In Beirut, they passed all three rounds of auditions and were chosen to be among the 26 final contestants from around the Arab world - the first time Palestinians fron 1948 areas have ever been selected for the show.

After Mousa and Khalaily returned to Israel in May to wait for the show’s taping, Israel’s Shin Bet intelligence service summoned them for interrogations about their travel, their families said. Their Israeli passports were confiscated and they were told the passports would be revoked for up to three months, the families said. Through the help of rights groups, their passports were returned within days, Mousa’s family said.

Israel has sentenced Palestinians with Israeli citizenship in the past on charges of traveling abroad to conspire with militant groups for attacks against Israel or to fight alongside rebels in Syria.
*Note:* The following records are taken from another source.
Issue #206, opened 2020-06-29
fix boundary="extrapolate"


dcherian:
There are a number of xfailed tests for when `boundary="extrapolate"`. We should fix these.

PR #325, opened 2021-05-11
adding boundary condition

### LINKED ISSUE #273: We need a section in the docs about `'boundary'` and `'fill'`[DOC]
While working on #271 I noticed that we do not have an actual section describing our boundary treatment in the docs. 
There are some mentions but the user has to read the whole page and I think more detail would still help. 

I propose we add a separate section on 'Boundary Conditions' to `grids.rst`.

rcaneill:
Aims to close #273 

I added a section about the boundary conditions. I also corrected some minor typos.


doc/grids.rst
```diff
@@ -304,6 +305,103 @@ Xgcm can also deal with complex topologies such as cubed-sphere and
...
+``extend`` to the nearest value, ``extrapolate`` linearly using the 2 nearest points,
+or periodic condition if the grid axis is periodic).
+Attention, this boundary condition is used to give the value of X, not to give the value of the 
+boundary T point after the operation.
+
+We can illustrate it by creating some data located at the U point:
+
+.. ipython:: python
+
+    g = xr.ufuncs.sqrt(ds.x_g + 0.5) + xr.ufuncs.sin((ds.x_g - 0.5) * 2 * np.pi / 8)
```
rabernat, line 343:
```suggestion
    g = np.sqrt(ds.x_g + 0.5) + np.sin((ds.x_g - 0.5) * 2 * np.pi / 8)
```

You should never have to explicitly call `xr.ufuncs`.

doc/grids.rst
```diff
@@ -304,6 +305,103 @@ Xgcm can also deal with complex topologies such as cubed-sphere and
...
+    g
+
+We show here the value of the extra added point for 5 cases (extended, extrapolated, filled with 0, filled with 5,
+and periodic). The periodic condition is not an argument of the methods, but is provided
```
rabernat, line 347: An API question: do you think we should change things so that all boundary conditions (including periodic) are handled in the same way?

rabernat (commented):
This is really fantastic @rcaneill! Thanks so much for your work.

Just one suggestion and one question. Otherwise LGTM!

doc/grids.rst
rcaneill: Oh okay I did not know that, thanks!

doc/grids.rst
rcaneill: Good question. I also asked myself about this while writing. Maybe just being able to overwrite the boundary condition at any time while calling the grid methods would be nice. So keep the periodic argument in the grid init, along with the boundary argument, but overwrite them when explicitly asked by user.

jbusecke:
This is really cool @rcaneill! Thank you very much for working on this. 
There are a few issues that might be relevant here: 
- Since we demonstrate the `extrapolate` option, we should really clean up where and when we can apply that. This has been a 'semi-hidden' feature for a long time I think (https://github.com/xgcm/xgcm/issues/206)
- https://github.com/xgcm/xgcm/issues/195 seems relevant for the discussion started by @rabernat above. My two cents: I think this makes sense without loosing generality?

I had some other small nits for the code, but overall this looks amazing!

doc/grids.rst
```diff
@@ -304,6 +305,103 @@ Xgcm can also deal with complex topologies such as cubed-sphere and
...
+as an argument of the ``xgcm.Grid``. We will thus also create 2 grids: one periodic and another one not periodic.
+
+.. ipython:: python
+
+    def plot_bc(ds):
+        plt.plot(ds.x_g, g, marker='o', color='C6', label='g')
```
jbusecke, line 353: This code block (and the following), do not show up nicely in the Readthedocs preview (https://xgcm--325.org.readthedocs.build/en/325/grids.html) because the lines are too long. 

See this example:
image

Could you shorten the lines? Ideally you would use [black](https://github.com/psf/black) to format each code cell and then paste it back? I also wonder if there is a way to do this automatically. Ill open an issue for that in the future.

rcaneill: I just tried to use black (and copy/paste), but it does not seem to solve the problem
xgcm-doc-black

rabernat:
The remaining issues with formatting are problems with our sphinx theme, not this PR.

rcaneill:
So, should I just commit the 2 lines that are changed by black and that's it?

doc/grids.rst
dcherian: Fully in favour. See #195

jbusecke:
I tried to fix the formatting here (since its good to go otherwise), but I am getting:
```
error: cannot format /Users/juliusbusecke/code/xgcm/doc/grids.rst: Cannot parse: 403:0: plt.grid(True)
```

it seems this part is upsetting blackdoc:
```
    @suppress
    plt.grid(True)
    @savefig grid_bc_extra_point.png
    plot_bc(ds)
```

@rcaneill do we necessarily need this? @andersy005 do you have an idea how to fix this?

rcaneill:
Plotting the grid is not essential, it is just that I found it more clear and easier to refer to the value of each condition (as I choose the number to be integer and be located in the grid lines)

doc/grids.rst
```diff
@@ -335,6 +336,103 @@ Xgcm can also deal with complex topologies such as cubed-sphere and
...
+
+.. ipython:: python
+
+    for (i, var) in enumerate([g_extrapolate, g_extend, g_fill_0, g_fill_2, g_perio]):
+        var.plot.line(marker='o', label=var.name)
+
+    @suppress
+    plt.grid(True)
+    @savefig grid_bc_diff.png
+    plt.legend()
```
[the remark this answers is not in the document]
rcaneill: I don't have time before September to do it, but any solution that keeps the figure untouched is fine for me, if anyone wants to commit it.
I'm glad to see motivation around this part of the doc :)

keewis:
there is also a bug in `blackdoc` which is fixed in `v0.3.4`, so you'd need to update the version in `.pre-commit-config.yaml` to get it to pass

rcaneill:
I don't know why it does not pass the code-style / pre-commit check now... The error is:

> `Traceback (most recent call last):
  File "/home/romain/.cache/pre-commit/repobuk3dc8i/py_env-python3/bin/blackdoc", line 5, in <module>
    from blackdoc.__main__ import main
  File "/home/romain/.cache/pre-commit/repobuk3dc8i/py_env-python3/lib/python3.9/site-packages/blackdoc/__main__.py", line 12, in <module>
    from .blackcompat import (
  File "/home/romain/.cache/pre-commit/repobuk3dc8i/py_env-python3/lib/python3.9/site-packages/blackdoc/blackcompat.py", line 9, in <module>
    import toml
ModuleNotFoundError: No module named 'toml'`

keewis:
yes, that's the bug I was talking about in https://github.com/xgcm/xgcm/pull/325#issuecomment-912647306. The fix is to upgrade the version of `blackdoc`.

rcaneill:
I changed the code blocks so it passes all the tests and I am happy with the way it looks. I think it's ready for merging :)

jbusecke (approved):
So sorry for the long wait again @rcaneill. Really appreciate your tenacity here. Good news is this will now be included in v0.6.0 (which we are releasing today). 

Thanks again for this important contribution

The same month the two singers traveled to Lebanon, Israel arrested a 23-year-old Palestinian journalist returning from a conference there. Officials initially thought he was recruited by militants but later dropped the suspicion.
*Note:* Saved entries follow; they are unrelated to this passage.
PR #329, opened 2021-05-20
Improve input checks for grid.transform

### LINKED ISSUE #328: [BUG] xgcm.transport should check that the input is datarray
Currently you can do something like: 
```python
...
grid.transform(ds, ...)
```

It then fails with some obscure dtype failure. We should have a check that the input is a dataarray. 

Just noting this here since that came up during the siparcs meeting 

cc @andersy005 @jdldeauna

jbusecke:
I tried to improve the error handling for the transform routines. The decorator `input_handling` now raises a ValueError if *any* of the data inputs is not a datarray.
The error message is however still not super useful because the variable naming differs for the grid method `grid.transform` and the lower level functions like `linear_interpolation` etc.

Travel to Lebanon is punishable under Israeli law by four years in jail or paying a fine, said Aram Mahameed, a lawyer from the Arab-Israeli rights group Adalah, whom Khalaily’s family consulted after the contestant was interrogated.

“It is a law against the Arabs in Israel to disconnect them from other Arabs in the Arab countries,” said Mahameed.

Mousa and Khalaily are now in Beirut taping the show, which is airing weekly on the Arab satellite channel MBC. Show producers said in a statement that contestants were unavailable for media interviews due to “exhausting preparations and tight production deadlines.”

Last year, Lina Makhoul, a Palestinian from 1948 areas, won on the Israeli TV singing show The Voice, but her success has been confined to Israel. By contrast, when Mohammad Assaf, a Palestinian from Gaza, won Arab Idol last year, he catapulted to fame, and he continues to perform before Arab audiences throughout the Middle East, the United States and Europe.

Mousa’s sister, Sabren, said her family feels “100 percent” Palestinian.

“We live in Israel that was originally Palestine. I feel very proud ... that we did not give up our lands,” she said from their home in the Galilee village of Deir Al Assad in northern parts of the 1948 areas.

Though some fans in the contestants’ home base know by word of mouth that they live in Israel, viewers wouldn’t know by watching the show.

Banners on the screen label them as hailing from Palestine, and the show makes no reference to their connections to Israel.

In a recent episode, Mousa sang a Palestinian ballad wearing dark red lipstick, a traditional Palestinian embroidered dress, and a headband of dangling coins.

“I salute the Palestine inside you,” said Lebanese singing heartthrob Wael Kfouri, one of the judges.

“You’re telling people that the voice of Palestine will reach the whole world,” said another judge, Egyptian composer Hassan El Shafei, as the studio audience applauded and Mousa’s eyes filled with tears.